*TASK TO CARRY OUT*
Your output should be each line from the material below that has the word "DropdownMenuItem".

RECORDS SHOWN Block Start

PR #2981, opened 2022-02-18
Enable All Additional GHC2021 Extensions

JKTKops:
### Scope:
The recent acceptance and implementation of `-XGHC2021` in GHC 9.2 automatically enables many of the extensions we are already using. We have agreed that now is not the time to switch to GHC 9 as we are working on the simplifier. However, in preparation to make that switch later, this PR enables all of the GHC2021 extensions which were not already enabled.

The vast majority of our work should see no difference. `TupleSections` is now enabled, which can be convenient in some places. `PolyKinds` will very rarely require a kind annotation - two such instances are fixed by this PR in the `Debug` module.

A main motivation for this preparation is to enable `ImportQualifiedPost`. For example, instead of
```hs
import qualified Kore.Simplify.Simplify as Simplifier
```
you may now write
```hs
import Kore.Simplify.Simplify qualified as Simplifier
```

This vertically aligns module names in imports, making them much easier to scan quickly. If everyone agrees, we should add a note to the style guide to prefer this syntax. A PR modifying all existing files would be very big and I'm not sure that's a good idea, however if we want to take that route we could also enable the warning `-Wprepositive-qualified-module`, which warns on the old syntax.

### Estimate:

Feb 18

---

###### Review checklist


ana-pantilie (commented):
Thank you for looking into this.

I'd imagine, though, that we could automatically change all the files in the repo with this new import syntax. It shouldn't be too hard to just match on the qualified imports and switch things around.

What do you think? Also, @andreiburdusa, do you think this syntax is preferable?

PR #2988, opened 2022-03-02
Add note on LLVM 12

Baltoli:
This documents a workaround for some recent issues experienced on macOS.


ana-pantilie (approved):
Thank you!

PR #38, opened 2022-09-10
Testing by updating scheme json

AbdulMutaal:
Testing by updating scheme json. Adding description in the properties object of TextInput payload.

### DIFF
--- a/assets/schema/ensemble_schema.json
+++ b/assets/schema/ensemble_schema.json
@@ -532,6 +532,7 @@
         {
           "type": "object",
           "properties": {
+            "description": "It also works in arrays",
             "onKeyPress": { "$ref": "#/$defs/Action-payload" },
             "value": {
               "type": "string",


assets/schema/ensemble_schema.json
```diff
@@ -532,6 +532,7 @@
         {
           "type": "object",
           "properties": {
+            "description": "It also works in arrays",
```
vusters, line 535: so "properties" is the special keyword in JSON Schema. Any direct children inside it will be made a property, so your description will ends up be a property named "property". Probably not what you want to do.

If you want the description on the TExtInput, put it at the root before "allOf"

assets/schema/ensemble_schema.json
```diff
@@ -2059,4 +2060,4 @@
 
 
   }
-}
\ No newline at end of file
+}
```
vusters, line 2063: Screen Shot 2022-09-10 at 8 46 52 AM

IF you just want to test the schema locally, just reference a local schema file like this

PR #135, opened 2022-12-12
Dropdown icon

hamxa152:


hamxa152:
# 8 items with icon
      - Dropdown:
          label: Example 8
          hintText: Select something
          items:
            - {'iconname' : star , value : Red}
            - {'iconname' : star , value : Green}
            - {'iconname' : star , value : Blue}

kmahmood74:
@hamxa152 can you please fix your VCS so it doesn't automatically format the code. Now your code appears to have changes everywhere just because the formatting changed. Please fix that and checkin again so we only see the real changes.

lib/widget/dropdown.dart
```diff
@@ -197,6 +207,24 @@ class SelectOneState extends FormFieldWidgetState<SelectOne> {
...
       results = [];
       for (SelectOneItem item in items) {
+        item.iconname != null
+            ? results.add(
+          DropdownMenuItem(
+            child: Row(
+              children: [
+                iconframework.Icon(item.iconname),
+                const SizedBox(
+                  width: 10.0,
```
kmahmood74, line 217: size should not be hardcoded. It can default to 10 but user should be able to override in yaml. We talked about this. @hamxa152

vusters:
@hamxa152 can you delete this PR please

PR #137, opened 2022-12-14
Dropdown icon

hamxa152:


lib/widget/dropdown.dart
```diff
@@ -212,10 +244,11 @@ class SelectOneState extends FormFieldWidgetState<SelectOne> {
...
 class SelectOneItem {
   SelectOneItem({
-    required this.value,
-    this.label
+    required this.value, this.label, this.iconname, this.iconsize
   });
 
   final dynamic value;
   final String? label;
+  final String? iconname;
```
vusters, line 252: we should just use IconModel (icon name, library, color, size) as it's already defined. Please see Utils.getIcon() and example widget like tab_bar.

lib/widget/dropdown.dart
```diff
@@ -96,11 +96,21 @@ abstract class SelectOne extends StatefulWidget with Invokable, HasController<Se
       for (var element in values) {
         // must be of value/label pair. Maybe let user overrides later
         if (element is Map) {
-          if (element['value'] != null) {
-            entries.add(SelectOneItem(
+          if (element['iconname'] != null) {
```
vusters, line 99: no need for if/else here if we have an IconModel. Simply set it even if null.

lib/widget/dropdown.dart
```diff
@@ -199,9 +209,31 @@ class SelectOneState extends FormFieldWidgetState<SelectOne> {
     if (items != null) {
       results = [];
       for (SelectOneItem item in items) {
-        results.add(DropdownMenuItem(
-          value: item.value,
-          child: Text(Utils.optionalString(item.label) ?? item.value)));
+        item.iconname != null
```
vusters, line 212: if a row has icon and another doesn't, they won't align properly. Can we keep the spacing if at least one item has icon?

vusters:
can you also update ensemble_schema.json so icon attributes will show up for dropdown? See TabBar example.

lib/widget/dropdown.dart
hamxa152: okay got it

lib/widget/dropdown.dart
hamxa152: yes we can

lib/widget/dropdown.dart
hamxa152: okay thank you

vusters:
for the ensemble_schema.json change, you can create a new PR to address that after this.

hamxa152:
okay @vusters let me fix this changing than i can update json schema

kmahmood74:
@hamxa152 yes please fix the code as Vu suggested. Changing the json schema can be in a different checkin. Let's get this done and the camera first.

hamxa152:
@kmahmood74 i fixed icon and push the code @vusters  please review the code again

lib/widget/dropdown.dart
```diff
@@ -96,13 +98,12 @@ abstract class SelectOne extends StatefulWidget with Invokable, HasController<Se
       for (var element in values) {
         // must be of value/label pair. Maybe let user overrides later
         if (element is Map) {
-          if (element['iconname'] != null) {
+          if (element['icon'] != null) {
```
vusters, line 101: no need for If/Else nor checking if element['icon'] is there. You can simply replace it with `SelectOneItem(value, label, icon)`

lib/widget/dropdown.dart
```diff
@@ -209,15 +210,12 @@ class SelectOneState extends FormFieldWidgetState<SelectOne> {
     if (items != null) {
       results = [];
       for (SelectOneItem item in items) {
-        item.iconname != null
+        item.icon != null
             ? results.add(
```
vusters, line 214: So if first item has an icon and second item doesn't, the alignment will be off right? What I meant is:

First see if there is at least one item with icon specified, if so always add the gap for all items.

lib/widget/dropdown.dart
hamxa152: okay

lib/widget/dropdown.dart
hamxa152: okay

RECORDS SHOWN Block End

*WRITTEN RESPONSE*
+          DropdownMenuItem(
-        results.add(DropdownMenuItem(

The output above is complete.